La «corona de espinas» es una cabra loca concebida por dos cabras (Higueras y Miró). El texto de Cela junto a la foto del edificio nos lleva a pensar que todos los males de la humanidad tienen por causa y origen este tipo de disparates, pergeñados por este tipo de gente disparatada.
La gente que quiere «hacer algo» es muy molesta. No se queda quietecita.
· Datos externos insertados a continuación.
PR #2453, opened 2021-02-07
Equip and shop window: Fix display errors on edge cases

rueter37:
This PR handles some edge cases in the equip value window and the shop window: In the equip value window, if you have equipped items which makes stats go above 999 (or below 1), then the new stat value is displayed wrong if you change equipment which affects stats which are "out of bounds". The shop window comparison indicators are affected as well. This one is hard to explain so I come up with an example in "Vampires Dawn II" with this savegame: [Save01.zip](https://github.com/EasyRPG/Player/files/5939178/Save01.zip). Take a look at Valnar's equipment: The defense stat sums up to 1090 with the equipment and the game clamps it to 999, which is correct. But if you want to equip the "Spiegelring", which gives a penalty of 30 to all stats, the preview shows a defense stat of 969. The expected value is 999 here because the stat will drop to 1060 which clamps to 999. In the shop window you have the following issue: Talk to the shopkeeper and buy things. Move the cursor to the armors or helmets and you will notice that the comparison indicator says that Valnar's stats will go down despite the defense stat remaining at 999. This PR intends to fix the mentioned issues.

### DIFF
--- a/src/game_battler.cpp
+++ b/src/game_battler.cpp
@@ -489,6 +489,22 @@ static int AdjustParam(int base, int mod, int maxval, Span<const int16_t> states
 	return value;
 }
 
+int Game_Battler::CalcValueAfterAtkStates(int value) const {
+	return AdjustParam(value, 0, MaxStatBattleValue(), GetInflictedStates(), &lcf::rpg::State::affect_attack);
+}
+
+int Game_Battler::CalcValueAfterDefStates(int value) const {
+	return AdjustParam(value, 0, MaxStatBattleValue(), GetInflictedStates(), &lcf::rpg::State::affect_defense);
+}
+
+int Game_Battler::CalcValueAfterSpiStates(int value) const {
+	return AdjustParam(value, 0, MaxStatBattleValue(), GetInflictedStates(), &lcf::rpg::State::affect_spirit);
+}
+
+int Game_Battler::CalcValueAfterAgiStates(int value) const {
+	return AdjustParam(value, 0, MaxStatBattleValue(), GetInflictedStates(), &lcf::rpg::State::affect_agility);
+}
+
 int Game_Battler::GetAtk(Weapon weapon) const {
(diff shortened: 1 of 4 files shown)


Ghabry:
This PR here also went unreviewed for too long. Will do it ASAP.
I can already say that this cannot break games because it only alters the Equip and the Shop Scene, no interpreter related code 👍. So is low-risk change.

Ghabry (approved):

src/game_battler.cpp
```diff
@@ -489,6 +489,27 @@ static int AdjustParam(int base, int mod, int maxval, Span<const int16_t> states
 	return value;
 }
 
+int Game_Battler::CalcValueAfterStates(int value, bool lcf::rpg::State::*adj) const {
```
fmatthew5876, line 492: Does this logic need to be fully copy pasted like this? It's already existing above in `AdjustParams`.

Can you make this function just call that one?

Do be aware of the min/max clamping behavior

src/scene_equip.cpp
```diff
@@ -126,6 +131,11 @@ void Scene_Equip::UpdateStatusWindow() {
 		spi = Utils::Clamp(spi, 1, 999);
 		agi = Utils::Clamp(agi, 1, 999);
 
+		atk = actor.CalcValueAfterStates(atk, &lcf::rpg::State::affect_attack);
+		def = actor.CalcValueAfterStates(def, &lcf::rpg::State::affect_defense);
+		spi = actor.CalcValueAfterStates(spi, &lcf::rpg::State::affect_spirit);
+		agi = actor.CalcValueAfterStates(agi, &lcf::rpg::State::affect_agility);
```
fmatthew5876, line 137: We should add wrapper functions instead of requiring the caller to pass a pointer to member.

rueter37:
Please don't re-review this one now, I messed up the commits.

rueter37:
Fixed the commits and addressed the review comments now. This can be reviewed again now.

fdelapena (approved):

fmatthew5876 (approved):

PR #2456, opened 2021-02-09
Disallow system updates on closing windows (retry)

rueter37:
This PR is a retry of #2452. I had overreacted and prematurely closed the old PR. After getting a clear mind I decided to try it again. This contains the fix intended by #2451 too.

### DIFF
--- a/src/window.h
+++ b/src/window.h
@@ -83,6 +83,8 @@ public:
 	bool IsOpeningOrClosing() const;
 
 protected:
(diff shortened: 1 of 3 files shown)


fmatthew5876 (approved):
I think Ghabry proposed solution of removing the update logic entirely and testing it is likely best solution, assuming it works.

Regardless, this is clearly better than the current code and more correct. So this PR gets my approval.

fdelapena (approved):

PR #2457, opened 2021-02-11
change the button input layout to match 3ds' better layout

kane159:


carstene1ns:
jenkins: ok to test.

src/platform/psvita/psp2_ui.cpp
```diff
@@ -209,7 +209,7 @@ void Psp2Ui::ProcessEvents() {
 	sceCtrlPeekBufferPositive(0, &input, 1);
 	keys[Input::Keys::Z] = (input.buttons & SCE_CTRL_CROSS);
 	keys[Input::Keys::X] = (input.buttons & SCE_CTRL_CIRCLE);
-	keys[Input::Keys::N2] = (input.buttons & SCE_CTRL_TRIANGLE);
+	keys[Input::Keys::F] = (input.buttons & SCE_CTRL_TRIANGLE);
```
carstene1ns, line 212: The decision was taken to support yume nikki here.
The 3DS has the advantage to support the "2" key through touch screen. The vita port might need some love.

carstene1ns:
I think for users it is better to have the fast forward than the fps counter, so we should change <kbd>F2</kbd>-><kbd>F</kbd> in line 220 instead.
https://github.com/EasyRPG/Player/blob/77fee9ca8f4bbadf0f3e72d2f0739e7f796a68e1/src/platform/psvita/psp2_ui.cpp#L220

Ghabry:
best way is probably to port the on-screen numpad we have on the Nintendo Switch over to PsVita. Then there are lots of free keys.
Currently the touch screen is only used by the Shader selector.

Will not work on PS TV though.

carstene1ns:
Okay, for PSTV I think some kind of circle menu by button combo like we talked about makes sense, will see if i come up with something.

carstene1ns (approved):

Ghabry:
with your other PR the mapping of the right analog stick becomes unnecessary. Replace this with movement?

carstene1ns:
We already have movement with left stick and dpad, I have intentionally left it unused for the mentioned "special button stuff"

carstene1ns:
@kane159: Are you around to test a build with touchscreen input?

PR #2459, opened 2021-02-17
RNG refactoring

DNKpp:
As already discussed on discord, the current workflow of locking and unlocking rng seems quite dirty. My solution is wrapping the rng in a simple polymorphic adapter class, which let's us exchange the behavior during runtime (e.g. for tests).
I also added a simple ScopedRNGWrapper class, which will exchange the current global rng with a newly created one and exchanges it back on destruction.

Finally I added some test cases.

### DIFF
--- a/src/algo.cpp
+++ b/src/algo.cpp
@@ -155,11 +155,11 @@ int CalcCriticalHitChance(const Game_Battler& source, const Game_Battler& target
 	return crit_chance;
 }
 
-int VarianceAdjustEffect(int base, int var) {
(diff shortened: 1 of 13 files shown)


Ghabry:
Jenkins: Test this please

DNKpp:
Well, I've mixed up the c++ versions. Most _v type_trait prefixes are from c++17. Questions is, when do you plan upgrading version? If it's planned for the near future I'll simply wait and instead upgrading the other parts to c++17 .

carstene1ns:
Since we do use c++17 now, this should be looked at again...

PR #2623, opened 2021-08-28
Maniac Patch: Implement Load, Save, SaveInfo and Mouse input

Ghabry:
This implements the imo most useful commands of the Maniac Patch (except for String picture, this is also pretty cool!)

Y no digamos si, sobre ese deseo de hacer algo, lo hace. Con lo fácil que sería que todos fuéramos mansos, sensatos, educados, circunspectos, como ovejas emasculadas, en vez de díscolos como chivas locas. Las cabras,
¡ah, las cabras!
Bichos montaraces, incívicos y nada prácticos.
Durante casi toda mi vida me he sentido cabra en algún sentido, de alguna manera, más o menos. Y he visto cómo el poder, el sistema, el estado, clamaba por el exterminio de la gente como yo para que así el resto de la sociedad pudiera vivir.
Corrijo: Nadie promulgaba el exterminio de la gente como yo, sino el exterminio de lo que yo (y todos) tenemos de cabra. Es decir, la mutilación de las partes caprinas en todos nosotros.
Concretamente, en lo que se refiere a mi profesión de arquitecto, desde que empecé a ejercerla (1985) he vivido muchos cambios, todos encaminados a suprimir ciertas caprinidades nuestras, y de las que se hablaba como de privilegios, chollos, exclusivas, mamandurrias, abusos, etc. Así, poco a poco, se ha llegado a la idea generalizada de que trabajar con libertad en aquello para lo que uno se ha formado, y cobrar unos honorarios justos por ello es algo fuera de toda sensatez; algo propio de cabras.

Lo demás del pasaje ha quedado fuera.